* _WHAT IS BEING ASKED_:
Present the following data again exactly as it is shown.

(Collected data entries)
Issue #9526, opened 2025-05-06
[CH] Add an option to not rename to libch.so


baibaichen:
### Description

In the production environment, the library is renamed to libch.so. However, this naming convention creates a development dependency where re-linking is required during each debug run.

### Gluten version

None

PR #9527, opened 2025-05-06
[GLUTEN-9526][CH] Add cmake option to create symbol instead of rename

baibaichen:

This commit introduces a new CMake option `USE_SYMLINK` to the ClickHouse  local engine build system. When enabled, this option creates a symbolic link to the library file instead of renaming it. This approach helps maintain the original file while making it accessible via the expected name.

The default behavior (rename) is preserved when the option is not set.

(Fixes: \#9526)

## How was this patch tested?

Existed UTs


lgbo-ustc (approved):
LGTM

PR #9531, opened 2025-05-06
[VL] Support user fallback option for CollectTail

ArnavBalyan:
 - Supports config driven fallbacks for CollectTail, added to user fallback options.
 - Also updated the collecttail rule to rely on it instead which was previously on an incorrect config.
 
## How was this patch tested?
 - Existing UTs


shims/common/src/main/scala/org/apache/gluten/config/GlutenConfig.scala
```diff
@@ -1759,4 +1760,10 @@ object GlutenConfig {
       .booleanConf
       .createWithDefault(false)
 
+  val COLUMNAR_COLLECT_TAIL_ENABLED =
+    buildConf("spark.gluten.sql.columnar.collectTail")
+      .internal()
```
PHILO-HE, line 1765: Seems we should remove `internal` as this config is public to users? cc @yikf

PHILO-HE (approved):
Thanks!

Issue #9518, opened 2025-05-06
[VL][FLINK] Support watermark assigner


shuai-xu:
### Description

Flink has a operator to generate watarmak, need to support it.

### Gluten version

None

PR #9541, opened 2025-05-07
[GLUTEN-9518][FLINK] Support watermark assigner

shuai-xu:

This pr support WatermarkAssginer. 

(Fixes: \#9518)

## How was this patch tested?

### DIFF
--- a/gluten-flink/planner/src/main/java/org/apache/gluten/rexnode/FunctionMappings.java
+++ b/gluten-flink/planner/src/main/java/org/apache/gluten/rexnode/FunctionMappings.java
@@ -36,7 +36,7 @@ public class FunctionMappings {
             put("CASE", new DefaultFunctionConverter("if"));
             put("*", new DefaultFunctionConverter("multiply"));
             put("-", new SubtractFunctionConverter("subtract"));
-            put("MOD", new DefaultFunctionConverter("pmod"));
+            put("MOD", new DefaultFunctionConverter("remainder"));
             put("AND", new DefaultFunctionConverter("and"));
         }
     };
--- a/gluten-flink/planner/src/main/java/org/apache/gluten/rexnode/FunctionMappings.java
+++ b/gluten-flink/planner/src/main/java/org/apache/gluten/rexnode/FunctionMappings.java
@@ -16,25 +16,32 @@
  */
 package org.apache.gluten.rexnode;
 
+import org.apache.gluten.rexnode.functions.DefaultFunctionConverter;
+import org.apache.gluten.rexnode.functions.FunctionConverter;
+import org.apache.gluten.rexnode.functions.SubtractFunctionConverter;
+
 import java.util.HashMap;
 import java.util.Map;
 
 /** Mapping of flink function and velox function. */
 public class FunctionMappings {
     // A map stores the relationship between flink function name and velox function.
-    private static Map<String, String> functionMappings = new HashMap() {
+    private static Map<String, FunctionConverter> functionMappings = new HashMap() {
         {
             // TODO: support more functions.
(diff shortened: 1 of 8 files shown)


gluten-flink/planner/src/main/java/org/apache/gluten/rexnode/functions/SubtractFunctionConverter.java
```diff
@@ -0,0 +1,54 @@
...
+    public SubtractFunctionConverter(String function) {
+        this.function = function;
+    }
+
+    @Override
+    public CallTypedExpr toVeloxFunction(Type nodeType, List<TypedExpr> params) {
+        Preconditions.checkNotNull(params.size() == 2, "Subtract must contain exactly two parameters");
+
+        // TODO: need refine for more type cast
+        if (params.get(0).getReturnType() != params.get(1).getReturnType()) {
```
zhztheplayer, line 40: Is this code reliable as `!=` only compares references?

shuai-xu: Oh, We need to add compare function to Type.

zhztheplayer: Yes we can open a issue for that. So do we still need to perform this check in the PR?

shuai-xu: Use class compare first

gluten-flink/planner/src/main/java/org/apache/gluten/rexnode/FunctionMappings.java
```diff
@@ -16,25 +16,32 @@
...
-            put("CASE", "if");
-            put("*", "multiply");
+            put(">", new DefaultFunctionConverter("greaterthan"));
+            put("<", new DefaultFunctionConverter("lessthan"));
+            put("=", new DefaultFunctionConverter("equalto"));
+            put("CAST", new DefaultFunctionConverter("cast"));
+            put("CASE", new DefaultFunctionConverter("if"));
+            put("*", new DefaultFunctionConverter("multiply"));
+            put("-", new SubtractFunctionConverter("subtract"));
+            put("MOD", new DefaultFunctionConverter("pmod"));
```
PHILO-HE, line 39: Should be mapped to "remainder". "pmod" has different meaning, which returns positive remainder.

gluten-flink/runtime/src/main/java/org/apache/gluten/util/LogicalTypeConverter.java
```diff
@@ -58,6 +59,9 @@ public static Type toVLType(LogicalType logicalType) {
             return new io.github.zhztheplayer.velox4j.type.DecimalType(
                     decimalType.getPrecision(),
                     decimalType.getScale());
+        } else if (logicalType instanceof DayTimeIntervalType) {
+            // TODO: it seems interval now can be used as bigint for nexmark.
+            return new io.github.zhztheplayer.velox4j.type.BigIntType();
```
PHILO-HE, line 64: Can we use `IntervalDayTimeType()`? IntervalDayTimeType is implemented based on BigIntType in Velox, but they are logically different.

shuai-xu: IntervalDayTimeType can not be cast to BigIntType now in velox. Change it to BigIntType temporary, I will assgin this issuse to others to fix it.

* _ANSWER TO THIS PROBLEM_:
Issue #9526, opened 2025-05-06
[CH] Add an option to not rename to libch.so


baibaichen:
### Description

In the production environment, the library is renamed to libch.so. However, this naming convention creates a development dependency where re-linking is required during each debug run.

### Gluten version

None

PR #9527, opened 2025-05-06
[GLUTEN-9526][CH] Add cmake option to create symbol instead of rename

baibaichen:

This commit introduces a new CMake option `USE_SYMLINK` to the ClickHouse  local engine build system. When enabled, this option creates a symbolic link to the library file instead of renaming it. This approach helps maintain the original file while making it accessible via the expected name.

The default behavior (rename) is preserved when the option is not set.

(Fixes: \#9526)

## How was this patch tested?

Existed UTs


lgbo-ustc (approved):
LGTM

PR #9531, opened 2025-05-06
[VL] Support user fallback option for CollectTail

ArnavBalyan:
 - Supports config driven fallbacks for CollectTail, added to user fallback options.
 - Also updated the collecttail rule to rely on it instead which was previously on an incorrect config.
 
## How was this patch tested?
 - Existing UTs


shims/common/src/main/scala/org/apache/gluten/config/GlutenConfig.scala
```diff
@@ -1759,4 +1760,10 @@ object GlutenConfig {
       .booleanConf
       .createWithDefault(false)
 
+  val COLUMNAR_COLLECT_TAIL_ENABLED =
+    buildConf("spark.gluten.sql.columnar.collectTail")
+      .internal()
```
PHILO-HE, line 1765: Seems we should remove `internal` as this config is public to users? cc @yikf

PHILO-HE (approved):
Thanks!

Issue #9518, opened 2025-05-06
[VL][FLINK] Support watermark assigner


shuai-xu:
### Description

Flink has a operator to generate watarmak, need to support it.

### Gluten version

None

PR #9541, opened 2025-05-07
[GLUTEN-9518][FLINK] Support watermark assigner

shuai-xu:

This pr support WatermarkAssginer. 

(Fixes: \#9518)

## How was this patch tested?

### DIFF
--- a/gluten-flink/planner/src/main/java/org/apache/gluten/rexnode/FunctionMappings.java
+++ b/gluten-flink/planner/src/main/java/org/apache/gluten/rexnode/FunctionMappings.java
@@ -36,7 +36,7 @@ public class FunctionMappings {
             put("CASE", new DefaultFunctionConverter("if"));
             put("*", new DefaultFunctionConverter("multiply"));
             put("-", new SubtractFunctionConverter("subtract"));
-            put("MOD", new DefaultFunctionConverter("pmod"));
+            put("MOD", new DefaultFunctionConverter("remainder"));
             put("AND", new DefaultFunctionConverter("and"));
         }
     };
--- a/gluten-flink/planner/src/main/java/org/apache/gluten/rexnode/FunctionMappings.java
+++ b/gluten-flink/planner/src/main/java/org/apache/gluten/rexnode/FunctionMappings.java
@@ -16,25 +16,32 @@
  */
 package org.apache.gluten.rexnode;
 
+import org.apache.gluten.rexnode.functions.DefaultFunctionConverter;
+import org.apache.gluten.rexnode.functions.FunctionConverter;
+import org.apache.gluten.rexnode.functions.SubtractFunctionConverter;
+
 import java.util.HashMap;
 import java.util.Map;
 
 /** Mapping of flink function and velox function. */
 public class FunctionMappings {
     // A map stores the relationship between flink function name and velox function.
-    private static Map<String, String> functionMappings = new HashMap() {
+    private static Map<String, FunctionConverter> functionMappings = new HashMap() {
         {
             // TODO: support more functions.
(diff shortened: 1 of 8 files shown)


gluten-flink/planner/src/main/java/org/apache/gluten/rexnode/functions/SubtractFunctionConverter.java
```diff
@@ -0,0 +1,54 @@
...
+    public SubtractFunctionConverter(String function) {
+        this.function = function;
+    }
+
+    @Override
+    public CallTypedExpr toVeloxFunction(Type nodeType, List<TypedExpr> params) {
+        Preconditions.checkNotNull(params.size() == 2, "Subtract must contain exactly two parameters");
+
+        // TODO: need refine for more type cast
+        if (params.get(0).getReturnType() != params.get(1).getReturnType()) {
```
zhztheplayer, line 40: Is this code reliable as `!=` only compares references?

shuai-xu: Oh, We need to add compare function to Type.

zhztheplayer: Yes we can open a issue for that. So do we still need to perform this check in the PR?

shuai-xu: Use class compare first

gluten-flink/planner/src/main/java/org/apache/gluten/rexnode/FunctionMappings.java
```diff
@@ -16,25 +16,32 @@
...
-            put("CASE", "if");
-            put("*", "multiply");
+            put(">", new DefaultFunctionConverter("greaterthan"));
+            put("<", new DefaultFunctionConverter("lessthan"));
+            put("=", new DefaultFunctionConverter("equalto"));
+            put("CAST", new DefaultFunctionConverter("cast"));
+            put("CASE", new DefaultFunctionConverter("if"));
+            put("*", new DefaultFunctionConverter("multiply"));
+            put("-", new SubtractFunctionConverter("subtract"));
+            put("MOD", new DefaultFunctionConverter("pmod"));
```
PHILO-HE, line 39: Should be mapped to "remainder". "pmod" has different meaning, which returns positive remainder.

gluten-flink/runtime/src/main/java/org/apache/gluten/util/LogicalTypeConverter.java
```diff
@@ -58,6 +59,9 @@ public static Type toVLType(LogicalType logicalType) {
             return new io.github.zhztheplayer.velox4j.type.DecimalType(
                     decimalType.getPrecision(),
                     decimalType.getScale());
+        } else if (logicalType instanceof DayTimeIntervalType) {
+            // TODO: it seems interval now can be used as bigint for nexmark.
+            return new io.github.zhztheplayer.velox4j.type.BigIntType();
```
PHILO-HE, line 64: Can we use `IntervalDayTimeType()`? IntervalDayTimeType is implemented based on BigIntType in Velox, but they are logically different.

shuai-xu: IntervalDayTimeType can not be cast to BigIntType now in velox. Change it to BigIntType temporary, I will assgin this issuse to others to fix it.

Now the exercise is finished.